■ HOW TO COMPLETE THIS TASK:
Please copy each line of the listing below in which the word "asString" appears.

■ EXERCISE MATERIAL:
PR #785, opened 2024-06-17
Solana: Allow unsignedTx passthrough to makeSpend

peachbits:
### CHANGELOG

- [ ] Yes
- [ ] No

### Dependencies

 none

### Description

 none

---
  - https://app.asana.com/0/0/1207570211348323

### DIFF
--- a/src/solana/SolanaEngine.ts
+++ b/src/solana/SolanaEngine.ts
@@ -42,7 +42,8 @@ import {
   asyncWaterfall,
   cleanTxLogs,
   getFetchCors,
-  getOtherParams
+  getOtherParams,
+  promiseAny
 } from '../common/utils'
 import { SolanaTools } from './SolanaTools'
 import {
@@ -822,10 +823,10 @@ export class SolanaEngine extends CurrencyEngine<
     if (edgeTransaction.signedTx == null) throw new Error('Missing signedTx')
 
     try {
-      const funcs = this.tools.connections.map(connection => async () => {
+      const promises = this.tools.connections.map(async connection => {
         return await connection.sendEncodedTransaction(edgeTransaction.signedTx)
       })
-      const txid: TransactionSignature = await asyncWaterfall(funcs)
+      const txid: TransactionSignature = await promiseAny(promises)
       edgeTransaction.txid = txid
       edgeTransaction.date = Date.now() / 1000
       this.warn(`SUCCESS broadcastTx\n${cleanTxLogs(edgeTransaction)}`)
--- a/src/solana/SolanaEngine.ts
+++ b/src/solana/SolanaEngine.ts
@@ -5,7 +5,6 @@ import {
 } from '@solana/spl-token'
 import {
   AccountInfo,
-  BlockhashWithExpiryBlockHeight,
   ComputeBudgetProgram,
   ConfirmedSignatureInfo,
   Keypair,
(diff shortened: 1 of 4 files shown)


src/solana/SolanaEngine.ts
```diff
@@ -822,10 +823,10 @@ export class SolanaEngine extends CurrencyEngine<
     if (edgeTransaction.signedTx == null) throw new Error('Missing signedTx')
 
     try {
-      const funcs = this.tools.connections.map(connection => async () => {
+      const funcs = this.tools.connections.map(async connection => {
```
swansontec, line 853: These aren't functions anymore - they are promises. Update the name?

src/solana/SolanaEngine.ts
```diff
@@ -746,6 +765,7 @@ export class SolanaEngine extends CurrencyEngine<
       instructions.push(memoInstruction)
     }
 
+    if (this.recentBlockhash === '') await this.queryBlockhash()
```
swansontec, line 770: It seems like we are only going to load the block hash once at boot now. Wouldn't that make it even more stale?

Based on the commit message, I would have expected `startEngine` to ignore the blockhash entirely, and then `signTx` to call it anew for each signature, perhaps with a `Date.now()` timestamp so we can skip the query if we have a value from the last X seconds ago.

src/solana/solanaTypes.ts
```diff
@@ -113,3 +113,7 @@ export type SolanaInitOptions = ReturnType<typeof asSolanaInitOptions>
 export const asSolanaCustomFee = asObject({
   microLamports: asString
 })
+
+export const asSolanaSpendInfoOtherParams = asObject({
+  unsignedTx: asOptional(asString)
```
swansontec, line 118: This should be `asBase64`, so we document what it is an also validate that.

src/solana/SolanaEngine.ts
```diff
@@ -747,10 +747,14 @@ export class SolanaEngine extends CurrencyEngine<
...
 
-    const otherParams: JsonObject = {
-      unsignedSerializedSolTx: solTx.serialize({
+    const unsignedSerializedSolTx = base64.stringify(
+      solTx.serialize({
         requireAllSignatures: false
       })
+    )
+
+    const otherParams: JsonObject = {
```
swansontec, line 781: Does Solana use a cleaner for `otherParams`? That cleaner should be responsible for serializing / unserializing the payload using `asBase64`. Any time we have raw `base64.parse` or `base64.serialize` calls, that's a big red flag that suggests we aren't cleaning stuff properly.

swansontec (changes requested):
This makes sense overall, but we should be more careful with the cleaners.

src/solana/SolanaEngine.ts
```diff
@@ -775,13 +775,15 @@ export class SolanaEngine extends CurrencyEngine<
...
     const versionedTx = new VersionedTransaction(versionedMessage)
 
-    const cleanSpendInfoOtherParams =
-      asSolanaSpendInfoOtherParams(spendInfoOtherParams)
+    let unsignedTx = versionedTx.serialize()
+    if (spendInfoOtherParams?.unsignedTx != null) {
+      const cleanSpendInfoOtherParams =
+        asSolanaTxOtherParams(spendInfoOtherParams)
+      unsignedTx = cleanSpendInfoOtherParams.unsignedTx
+    }
```
swansontec, line 783: We need to do this:

```ts
const asSolanaSpendInfoOtherParams = asObject({
  unsignedTx: asOptional(asBase64)
})

export const asSolanaTxOtherParams = asObject({
  unsignedTx: asBase64
})
```

Then use `asSolanaSpendInfoOtherParams` here to clean the input from the GUI. Since the `unsignedTx` is optional, we can safely clean the input before we open the field. The `asSolanaTxOtherParams` has the `unsignedTx` as mandatory, since we need that to sign and send.

src/solana/SolanaEngine.ts
```diff
@@ -775,13 +775,15 @@ export class SolanaEngine extends CurrencyEngine<
...
 
     const otherParams: JsonObject = {
```
swansontec, line 785: Can we do `const otherParams = wasSolanaTxOtherParams({ unsignedTx })`, with `const wasSolanaTxOtherParams = uncleaner(asSolanaTxOtherParams)`

swansontec (changes requested):

swansontec (approved):

PR #788, opened 2024-06-19
Add `lightMode` support to Solana and EVM engines

peachbits:
### CHANGELOG

- [ ] Yes
- [ ] No

### Dependencies

https://github.com/EdgeApp/edge-core-js/pull/599

### Description

 none

---
  - https://app.asana.com/0/0/1207585261612937

### DIFF
--- a/src/algorand/AlgorandTools.ts
+++ b/src/algorand/AlgorandTools.ts
@@ -92,7 +92,7 @@ export class AlgorandTools implements EdgeCurrencyTools {
     const { pluginId } = this.currencyInfo
     const networks = { [pluginId]: true }
 
-    const { parsedUri, edgeParsedUri } = parseUriCommon({
+    const { parsedUri, edgeParsedUri } = await parseUriCommon({
       currencyInfo: this.currencyInfo,
       uri,
       networks,
--- a/src/algorand/AlgorandTools.ts
+++ b/src/algorand/AlgorandTools.ts
@@ -92,14 +92,14 @@ export class AlgorandTools implements EdgeCurrencyTools {
     const { pluginId } = this.currencyInfo
     const networks = { [pluginId]: true }
 
-    const { parsedUri, edgeParsedUri } = parseUriCommon(
-      this.currencyInfo,
+    const { parsedUri, edgeParsedUri } = parseUriCommon({
+      currencyInfo: this.currencyInfo,
       uri,
       networks,
-      this.builtinTokens,
-      currencyCode ?? this.currencyInfo.currencyCode,
+      builtinTokens: this.builtinTokens,
+      currencyCode: currencyCode ?? this.currencyInfo.currencyCode,
       customTokens
-    )
+    })
 
     let address = ''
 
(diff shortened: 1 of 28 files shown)


src/algorand/AlgorandTools.ts
```diff
@@ -91,14 +91,14 @@ export class AlgorandTools implements EdgeCurrencyTools {
...
-      this.currencyInfo,
-      uri,
-      networks,
-      this.builtinTokens,
-      currencyCode ?? this.currencyInfo.currencyCode,
-      customTokens
-    )
+    const { parsedUri, edgeParsedUri } = parseUriCommon({
+      currencyInfo: this.currencyInfo,
+      uri: uri,
```
swansontec, line 96: For this whole commit, do a search & replace for all `uri: uri,` to just `uri,`, and similarly for `network` and `customTokens`.

src/common/uriHelpers.ts
```diff
@@ -70,6 +79,7 @@ export function parseUriCommon(
   }
 
   const amountStr = parsedUri.query.amount
+  let currencyCode = currencyCodeArg
```
swansontec, line 85: Maybe move this up to the top, and make it `let {currencyCode} = opts`. Then we can drop the weird `currencyCodeArg` thing.

src/common/tokenHelpers.ts
```diff
@@ -35,8 +40,10 @@ export function makeMetaTokens(tokens: EdgeTokenMap): EdgeMetaToken[] {
 
 export const getTokenIdFromCurrencyCode = (
   currencyCode: string,
+  mainnetCurrencyCode: string,
   allTokensMap: EdgeTokenMap
-): string | undefined => {
+): EdgeTokenId | undefined => {
+  if (currencyCode === mainnetCurrencyCode) return null
```
swansontec, line 46: The ripple plugin uses `!= null` to deal with the return value, which is a big problem now that we have a separation between `null` and `undefined`. Each of the 4 places needs to be updated to `!== undefined` or whatever other logic would be needed.

src/solana/SolanaEngine.ts
```diff
@@ -502,7 +503,8 @@ export class SolanaEngine extends CurrencyEngine<
   // // Public methods
   // // ****************************************************************************
 
-  async startEngine(): Promise<void> {
+  async startEngine(opts?: StartEngineOpts): Promise<void> {
+    const { lightMode = false } = opts ?? {}
```
swansontec, line 507: Since we are moving `lightMode` to the `makeCurrencyEngine` call, this will become `this.lightMode` instead of being an option.

swansontec (changes requested):
A few tweaks & clean-ups.

src/common/tokenHelpers.ts
peachbits: I only found one spot to change. A few usages of != null should only allow strings through.

swansontec (approved):

PR #794, opened 2024-07-03
Reduce polling

paullinator:
### CHANGELOG

- [x] Yes
- [ ] No

### Dependencies

 none

### Description

 none

---
  - https://app.asana.com/0/0/1207721444734363


peachbits (changes requested):
I tested my own branch with the same changes (but also changed more timers than you did) and it caused worse performance.

peachbits (approved):

PR #800, opened 2024-07-12
Temporarily omit FIO tpid

Jon-edge:
Per a known bug on their chain, this is a temporary workaround.

### CHANGELOG

- [x] Yes
- [ ] No

### Dependencies

 none

### Description

 none

---
  - https://app.asana.com/0/0/1207730139556448

### DIFF
--- a/src/fio/FioEngine.ts
+++ b/src/fio/FioEngine.ts
@@ -8,7 +8,7 @@ import {
 } from '@fioprotocol/fiosdk/lib/transactions/queries'
 import { Query } from '@fioprotocol/fiosdk/lib/transactions/queries/Query'
 import { Transactions } from '@fioprotocol/fiosdk/lib/transactions/Transactions'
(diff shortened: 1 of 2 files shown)


src/fio/FioEngine.ts
```diff
@@ -168,7 +168,10 @@ export class FioEngine extends CurrencyEngine<FioTools, SafeFioWalletInfo> {
   ) {
     super(env, tools, walletInfo, opts)
     this.fetchCors = getFetchCors(env.io)
-    this.tpid = tpid
+    // Removed tpid as a temporary fix for connecting wallets using bundled tx's
+    // until FIO fixes
+    // their chain
+    // this.tpid = tpid
```
peachbits, line 174: The network bug only affects zero balance wallets so we should still set it in the constructor but make it undefined in the balance loop if necessary

peachbits (changes requested):

peachbits (approved):

peachbits (approved):

PR #805, opened 2024-07-25
Downgrade FIO back to v1.8.0

Jon-edge:
### CHANGELOG

- [x] Yes
- [ ] No

### Dependencies

 none

### Description

 none

---
  - https://app.asana.com/0/0/1207873405885398

### DIFF
--- a/CHANGELOG.md
+++ b/CHANGELOG.md
@@ -2,6 +2,8 @@
 
 ## Unreleased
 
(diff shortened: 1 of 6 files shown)


peachbits (changes requested):
If the only issue this was meant to resolve is FIO name updates (new name, resync, fresh install, etc) then we should close in favor of https://github.com/EdgeApp/edge-currency-accountbased/pull/806

PR #811, opened 2024-07-31
Cosmos hardfork support

peachbits:
### CHANGELOG

- [x] Yes
- [ ] No

### Dependencies

 none

### Description

 none

---
  - https://app.asana.com/0/0/1207925866929800

### DIFF
--- a/src/cosmos/CosmosEngine.ts
+++ b/src/cosmos/CosmosEngine.ts
@@ -56,6 +56,7 @@ import { EdgeTokenId, MakeTxParams } from '../common/types'
 import { cleanTxLogs } from '../common/utils'
 import { CosmosTools } from './CosmosTools'
 import {
+  asChainIdUpdate,
   asCosmosPrivateKeys,
   asCosmosTxOtherParams,
   asCosmosWalletOtherData,
@@ -110,6 +111,7 @@ export class CosmosEngine extends CurrencyEngine<
   feeCache: Map<string, CosmosFee>
   stakedBalanceCache: string
   stakingSupported: boolean
+  chainId: string
 
   constructor(
     env: PluginEnvironment<CosmosNetworkInfo>,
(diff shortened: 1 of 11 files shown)


src/cosmos/CosmosEngine.ts
```diff
@@ -520,38 +520,50 @@ export class CosmosEngine extends CurrencyEngine<
...
+        const { newestTxid, lastTimestamp } = await this.queryTransactionsInner(
+          query,
+          clients
+        )
+        if (
+          newestTxid != null &&
+          this.otherData[query]?.newestTxid !== newestTxid
+        ) {
+          this.otherData[query] = { newestTxid }
+          this.otherData.archivedTxLastCheckTime = lastTimestamp
```
paullinator, line 558: Setting `archivedTxLastCheckTime` inside the for loop of txQueryStrings could cause the `receiver` query type to not execute since `archivedTxLastCheckTime` is global to both send and receive queries

src/cosmos/CosmosEngine.ts
```diff
@@ -520,38 +520,50 @@ export class CosmosEngine extends CurrencyEngine<
...
-        (newestTxid != null &&
-          this.otherData[query]?.newestTxid !== newestTxid) ||
-        lastPage !== this.otherData[query]?.lastPage
-      ) {
-        this.otherData[query] = { newestTxid, lastPage }
-        this.walletLocalDataDirty = true
+      for (const clients of clientsList) {
+        const { newestTxid, lastTimestamp } = await this.queryTransactionsInner(
+          query,
+          clients
```
paullinator, line 551: Removing the starting page seems to mean you'll be querying all transactions every time and not continuing from where you left off.

paullinator (changes requested):

src/cosmos/CosmosEngine.ts
```diff
@@ -559,7 +557,10 @@ export class CosmosEngine extends CurrencyEngine<
           this.otherData[query]?.newestTxid !== newestTxid
         ) {
           this.otherData[query] = { newestTxid }
-          this.otherData.archivedTxLastCheckTime = lastTimestamp
+          this.otherData.archivedTxLastCheckTime = Math.max(
```
paullinator, line 560: approved with requested small change of only setting archivedTxLastCheckTime once both send and recv transactions sycned.

paullinator (approved):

■ WRITTEN REPLY:
   microLamports: asString
+  unsignedTx: asOptional(asString)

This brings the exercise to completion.